Jakarta, CNN Indonesia — Jangan lama-lama bersedih saat Anda sedang patah hati. Menurut para ahli, kondisi patah hati atau sedih yang dialami seseorang lebih cepat mengantar dia pada kematian.
Melansir LiveScience, menurut asisten kepala psikiatri di Zucker Hillside Hospital New York, Scott Krakower, secara medis hal tersebut bisa dibenarkan. Artinya, dunia medis memang mengenal istilah sindrom patah hati.
“Sindrom patah hati dapat terjadi sebagai respons dari penyebab stres akut dalam kehidupan seseorang,” kata Krakower.
Krakower menjabarkan, kondisi stres bisa disebabkan oleh kepergian atau kematian seseorang yang amat dicintai.
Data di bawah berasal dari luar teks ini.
PR #139, opened 2018-11-16
Updating to set encoding of CLI output to UTF-8

efinnegan:
Without an encoding specified the system default is used for outputting
the infoset in the CLI, which could result in unexpected output. This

Selain itu, situasi menakutkan seperti kekerasan di rumah tangga atau perkelahian.
Menurut sebuah penelitian yang dipublikasikan dalam JAMA Internal Medicine pada 2014, mengetahui atau menemukan seseorang yang dicinta atau pasangan meninggal dapat meningkatkan risiko serangan jantung dan stroke dalam beberapa bulan setelahnya.
Para peneliti menemukan orang lansia yang kehilangan pasangan hidupnya dua kali berisiko mengalami serangan jantung atau stroke 30 hari setelah kematian sang pasangan dibandingkan orang yang tidak kehilangan.
Krakower menyatakan belum jelas frekuensi kejadian stroke akibat sindrom patah hati, namun ada beberapa kasus yang pernah tercatat.
“Namun, seseorang akan lebih mungkin terkena serangan jantung atau stroke pada masa setelah kematian seseorang yang dekat dengannya, entah secara spesifik berkaitan dengan sindrom patah hati atau tidak,” kata Krakower.
Krakower menambahkan, penting bagi orang yang ditinggal untuk dapat berduka dan mengungkapkan perasaan mereka, bukan menyimpan dalam diri. Bila merasa ada gejala fisik tertentu setelah kehilangan seseorang, maka harus segera periksa diri ke dokter.
Salah satu contoh nyatanya adalah saat Debbie Reynolds yang ditinggal anak kesayangannya, Carrie Fisher. Reynolds meninggal selang satu hari setelah meninggalnya Fisher. Kepergian Fisher menyisakan duka yang mendalam pada ibunya.
Larut dalam sedih ini membuat Reynolds akhirnya menyusul sang anak.
Hal ini terjadi juga pada kasus perampokan yang terjadi di Pulomas, dapat menjadi trauma bagi mereka yang ditinggalkan korban.
Menurut American Heart Association (AMA), sindrom patah hati ini juga dikenal sebagai stress-induced cardiomyopathy dan takotsubo cardiomyopathy. Sindrom ini dapat terjadi bahkan pada mereka yang sehat alias tidak memiliki riwayat penyakit kronis seperti jantung.
Sindrom ini muncul ketika sebagian otot jantung membesar sementara dan tidak dapat bekerja memompa darah dengan baik, namun bagian jantung yang lain bekerja dengan normal bahkan lebih keras.
Kondisi ini dapat memicu detak jantung yang tidak teratur atau jantung menjadi terlalu lemah sehingga darah tidak mengalir merata ke seluruh tubuh.
Menurut AHA, beberapa gejala sindrom patah hati ini dapat berupa nyeri dada dan sesak napas.
Gejala ini sama seperti serangan jantung. Namun pada sindrom patah hati, penderita tidak mengalami penyumbatan pembuluh darah atau kerusakan jantung.
“Penyebab secara pasti dari sindrom patah hati ini masih belum jelas. Namun para ilmuwan telah mengemukakan beberapa dugaan, termasuk berlebihnya kadar hormon stres dan kejang di arteri darah,” kata Krakower.